Goal of the exercise:
Nothing beyond the line containing "Fixes: #1382" should be printed; print each line exactly from the first line of the listing below through it.

+ + + + + + +

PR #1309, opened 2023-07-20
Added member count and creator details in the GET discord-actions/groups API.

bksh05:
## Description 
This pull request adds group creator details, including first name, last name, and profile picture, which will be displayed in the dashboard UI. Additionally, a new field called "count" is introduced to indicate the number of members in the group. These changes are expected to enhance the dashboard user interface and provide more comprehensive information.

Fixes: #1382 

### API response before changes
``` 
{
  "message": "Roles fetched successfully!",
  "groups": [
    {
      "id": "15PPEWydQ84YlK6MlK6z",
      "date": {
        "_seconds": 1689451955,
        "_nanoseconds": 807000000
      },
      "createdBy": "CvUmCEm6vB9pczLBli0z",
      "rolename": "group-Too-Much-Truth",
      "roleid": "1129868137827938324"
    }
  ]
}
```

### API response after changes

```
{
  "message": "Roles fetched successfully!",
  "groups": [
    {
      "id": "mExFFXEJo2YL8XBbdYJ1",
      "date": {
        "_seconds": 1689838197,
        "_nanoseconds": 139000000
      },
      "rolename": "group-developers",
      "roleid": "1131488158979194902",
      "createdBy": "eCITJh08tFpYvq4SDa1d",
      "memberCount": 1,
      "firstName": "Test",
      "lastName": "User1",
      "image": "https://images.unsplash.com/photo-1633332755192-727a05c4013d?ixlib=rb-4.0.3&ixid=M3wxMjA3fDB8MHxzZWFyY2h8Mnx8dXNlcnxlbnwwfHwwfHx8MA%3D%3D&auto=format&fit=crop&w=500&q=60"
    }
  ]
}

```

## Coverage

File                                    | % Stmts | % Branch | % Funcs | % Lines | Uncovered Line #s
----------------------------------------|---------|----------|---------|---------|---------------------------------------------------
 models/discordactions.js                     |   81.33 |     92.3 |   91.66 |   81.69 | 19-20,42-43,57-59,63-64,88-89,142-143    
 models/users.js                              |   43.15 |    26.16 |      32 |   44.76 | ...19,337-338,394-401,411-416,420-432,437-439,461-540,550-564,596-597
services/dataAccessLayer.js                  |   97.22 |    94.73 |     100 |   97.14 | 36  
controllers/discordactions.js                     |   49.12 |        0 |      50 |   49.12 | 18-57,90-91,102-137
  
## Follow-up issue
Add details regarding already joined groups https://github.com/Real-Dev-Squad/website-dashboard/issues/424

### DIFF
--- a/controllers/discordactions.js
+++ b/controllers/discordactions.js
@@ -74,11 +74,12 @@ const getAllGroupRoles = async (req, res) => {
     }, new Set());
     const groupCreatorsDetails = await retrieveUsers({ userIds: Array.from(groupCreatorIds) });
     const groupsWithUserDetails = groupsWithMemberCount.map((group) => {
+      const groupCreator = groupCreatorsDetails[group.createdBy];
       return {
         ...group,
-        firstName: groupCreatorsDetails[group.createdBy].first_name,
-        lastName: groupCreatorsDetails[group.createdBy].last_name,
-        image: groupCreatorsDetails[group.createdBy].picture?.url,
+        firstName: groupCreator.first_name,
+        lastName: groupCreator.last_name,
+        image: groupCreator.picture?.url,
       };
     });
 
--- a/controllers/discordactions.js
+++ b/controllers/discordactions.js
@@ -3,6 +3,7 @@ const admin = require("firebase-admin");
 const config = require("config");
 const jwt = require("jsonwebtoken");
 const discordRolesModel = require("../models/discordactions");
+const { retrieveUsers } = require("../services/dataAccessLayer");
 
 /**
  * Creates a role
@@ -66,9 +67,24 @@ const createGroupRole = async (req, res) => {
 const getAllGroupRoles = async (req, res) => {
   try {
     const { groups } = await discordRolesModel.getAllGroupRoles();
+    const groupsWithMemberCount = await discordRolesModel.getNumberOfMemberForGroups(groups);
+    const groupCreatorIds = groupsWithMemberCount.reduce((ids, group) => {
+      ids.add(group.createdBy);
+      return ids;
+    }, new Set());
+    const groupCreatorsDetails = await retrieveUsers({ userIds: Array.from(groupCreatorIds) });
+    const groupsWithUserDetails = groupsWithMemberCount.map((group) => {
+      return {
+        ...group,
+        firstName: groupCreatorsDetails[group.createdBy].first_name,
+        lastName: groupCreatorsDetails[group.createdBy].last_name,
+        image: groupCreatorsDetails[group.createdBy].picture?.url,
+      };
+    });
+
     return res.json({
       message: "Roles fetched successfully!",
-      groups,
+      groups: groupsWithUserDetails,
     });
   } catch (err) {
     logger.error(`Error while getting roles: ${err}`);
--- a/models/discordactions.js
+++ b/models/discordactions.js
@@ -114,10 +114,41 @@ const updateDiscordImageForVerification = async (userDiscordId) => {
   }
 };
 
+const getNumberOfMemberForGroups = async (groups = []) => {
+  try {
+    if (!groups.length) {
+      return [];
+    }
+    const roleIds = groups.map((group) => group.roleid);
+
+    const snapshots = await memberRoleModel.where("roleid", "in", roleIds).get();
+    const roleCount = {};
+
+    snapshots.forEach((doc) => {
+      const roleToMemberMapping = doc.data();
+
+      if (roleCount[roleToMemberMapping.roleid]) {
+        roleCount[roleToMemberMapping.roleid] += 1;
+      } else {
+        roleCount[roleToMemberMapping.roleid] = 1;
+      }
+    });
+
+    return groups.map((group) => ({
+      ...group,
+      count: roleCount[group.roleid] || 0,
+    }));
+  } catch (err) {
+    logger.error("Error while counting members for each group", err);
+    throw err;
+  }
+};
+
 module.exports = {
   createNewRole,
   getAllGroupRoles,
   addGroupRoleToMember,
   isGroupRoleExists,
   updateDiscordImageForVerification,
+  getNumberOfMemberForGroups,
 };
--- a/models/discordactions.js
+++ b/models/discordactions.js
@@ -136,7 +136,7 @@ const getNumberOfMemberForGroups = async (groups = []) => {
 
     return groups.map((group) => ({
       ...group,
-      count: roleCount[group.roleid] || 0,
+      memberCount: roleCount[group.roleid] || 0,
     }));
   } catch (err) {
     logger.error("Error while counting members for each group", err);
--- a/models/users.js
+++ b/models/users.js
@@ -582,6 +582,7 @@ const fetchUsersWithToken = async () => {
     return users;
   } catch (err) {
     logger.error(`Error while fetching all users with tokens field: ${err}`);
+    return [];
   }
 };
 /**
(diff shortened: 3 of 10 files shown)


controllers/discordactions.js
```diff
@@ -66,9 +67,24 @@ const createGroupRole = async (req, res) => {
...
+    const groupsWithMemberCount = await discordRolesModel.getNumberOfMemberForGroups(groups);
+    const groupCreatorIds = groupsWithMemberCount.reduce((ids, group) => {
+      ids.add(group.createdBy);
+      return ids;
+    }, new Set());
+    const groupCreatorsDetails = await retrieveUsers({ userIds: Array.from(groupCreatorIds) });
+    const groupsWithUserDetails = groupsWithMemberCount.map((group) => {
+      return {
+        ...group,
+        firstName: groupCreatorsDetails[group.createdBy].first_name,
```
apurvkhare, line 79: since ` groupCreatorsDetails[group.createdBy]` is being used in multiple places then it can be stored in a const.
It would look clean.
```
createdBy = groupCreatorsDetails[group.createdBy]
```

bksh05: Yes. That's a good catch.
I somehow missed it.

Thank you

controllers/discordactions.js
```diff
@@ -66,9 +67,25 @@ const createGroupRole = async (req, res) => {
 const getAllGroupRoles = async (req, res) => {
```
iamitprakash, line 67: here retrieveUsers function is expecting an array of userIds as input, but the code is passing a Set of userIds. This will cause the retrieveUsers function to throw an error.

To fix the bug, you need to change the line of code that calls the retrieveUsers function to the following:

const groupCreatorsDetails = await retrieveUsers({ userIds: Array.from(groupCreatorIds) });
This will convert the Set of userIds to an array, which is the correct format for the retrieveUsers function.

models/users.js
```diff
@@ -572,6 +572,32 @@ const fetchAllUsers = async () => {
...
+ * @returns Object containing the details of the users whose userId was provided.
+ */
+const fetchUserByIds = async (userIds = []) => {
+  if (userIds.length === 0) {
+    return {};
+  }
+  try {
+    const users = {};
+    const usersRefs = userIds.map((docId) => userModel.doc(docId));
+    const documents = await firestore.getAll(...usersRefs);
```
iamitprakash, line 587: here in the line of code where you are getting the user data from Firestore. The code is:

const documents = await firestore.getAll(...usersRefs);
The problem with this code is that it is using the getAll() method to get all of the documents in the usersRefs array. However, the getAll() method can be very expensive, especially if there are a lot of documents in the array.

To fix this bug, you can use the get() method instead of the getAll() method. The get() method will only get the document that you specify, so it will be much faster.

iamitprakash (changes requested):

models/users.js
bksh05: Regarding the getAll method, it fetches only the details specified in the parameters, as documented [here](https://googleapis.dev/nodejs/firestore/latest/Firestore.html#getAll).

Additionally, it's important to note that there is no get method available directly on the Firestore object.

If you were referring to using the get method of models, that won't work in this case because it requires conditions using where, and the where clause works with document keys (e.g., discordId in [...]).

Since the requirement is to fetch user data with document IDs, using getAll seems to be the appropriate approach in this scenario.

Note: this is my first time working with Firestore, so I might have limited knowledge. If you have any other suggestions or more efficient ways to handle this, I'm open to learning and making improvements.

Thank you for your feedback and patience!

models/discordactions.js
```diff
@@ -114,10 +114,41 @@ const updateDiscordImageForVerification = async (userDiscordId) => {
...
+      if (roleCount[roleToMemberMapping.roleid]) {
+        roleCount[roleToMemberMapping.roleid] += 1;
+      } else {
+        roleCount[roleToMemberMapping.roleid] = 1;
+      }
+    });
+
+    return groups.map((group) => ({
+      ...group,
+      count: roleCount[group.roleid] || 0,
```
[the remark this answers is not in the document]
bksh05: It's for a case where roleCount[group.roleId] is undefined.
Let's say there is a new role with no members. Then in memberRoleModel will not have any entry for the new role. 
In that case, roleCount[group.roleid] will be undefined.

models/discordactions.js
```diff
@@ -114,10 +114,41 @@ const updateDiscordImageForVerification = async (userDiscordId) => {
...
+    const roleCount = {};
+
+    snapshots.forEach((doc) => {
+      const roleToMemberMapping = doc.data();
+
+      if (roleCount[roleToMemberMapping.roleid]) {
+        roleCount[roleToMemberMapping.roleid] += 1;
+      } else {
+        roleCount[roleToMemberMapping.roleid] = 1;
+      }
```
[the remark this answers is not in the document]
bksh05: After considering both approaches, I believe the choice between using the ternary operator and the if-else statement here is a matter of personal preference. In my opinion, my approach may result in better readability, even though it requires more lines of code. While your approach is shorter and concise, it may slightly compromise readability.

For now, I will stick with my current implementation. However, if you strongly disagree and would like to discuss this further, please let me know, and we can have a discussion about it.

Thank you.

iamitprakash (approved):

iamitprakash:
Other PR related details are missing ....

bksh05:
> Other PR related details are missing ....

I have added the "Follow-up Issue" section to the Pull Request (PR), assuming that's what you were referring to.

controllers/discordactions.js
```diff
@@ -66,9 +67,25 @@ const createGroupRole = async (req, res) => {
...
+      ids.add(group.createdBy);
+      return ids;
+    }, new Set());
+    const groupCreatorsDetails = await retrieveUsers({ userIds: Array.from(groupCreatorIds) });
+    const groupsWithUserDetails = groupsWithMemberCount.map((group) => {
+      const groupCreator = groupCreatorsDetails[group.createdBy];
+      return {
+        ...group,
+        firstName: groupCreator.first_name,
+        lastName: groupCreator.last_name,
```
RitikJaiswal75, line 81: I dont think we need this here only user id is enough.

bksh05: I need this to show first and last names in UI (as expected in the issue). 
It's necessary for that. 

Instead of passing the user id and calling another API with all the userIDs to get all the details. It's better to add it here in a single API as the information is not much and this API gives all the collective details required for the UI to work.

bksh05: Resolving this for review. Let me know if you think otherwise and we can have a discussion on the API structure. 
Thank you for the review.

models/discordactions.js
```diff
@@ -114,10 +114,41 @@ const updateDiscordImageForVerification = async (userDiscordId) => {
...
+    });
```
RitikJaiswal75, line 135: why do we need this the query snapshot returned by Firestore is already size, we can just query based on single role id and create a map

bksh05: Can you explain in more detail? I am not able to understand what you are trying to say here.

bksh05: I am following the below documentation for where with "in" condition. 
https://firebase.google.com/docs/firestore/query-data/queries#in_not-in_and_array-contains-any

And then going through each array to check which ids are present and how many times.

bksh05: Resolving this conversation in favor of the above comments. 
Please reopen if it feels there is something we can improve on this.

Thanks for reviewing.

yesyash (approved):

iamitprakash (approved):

+ + + + + + +

Answer box:
PR #1309, opened 2023-07-20
Added member count and creator details in the GET discord-actions/groups API.

bksh05:
## Description 
This pull request adds group creator details, including first name, last name, and profile picture, which will be displayed in the dashboard UI. Additionally, a new field called "count" is introduced to indicate the number of members in the group. These changes are expected to enhance the dashboard user interface and provide more comprehensive information.

Fixes: #1382 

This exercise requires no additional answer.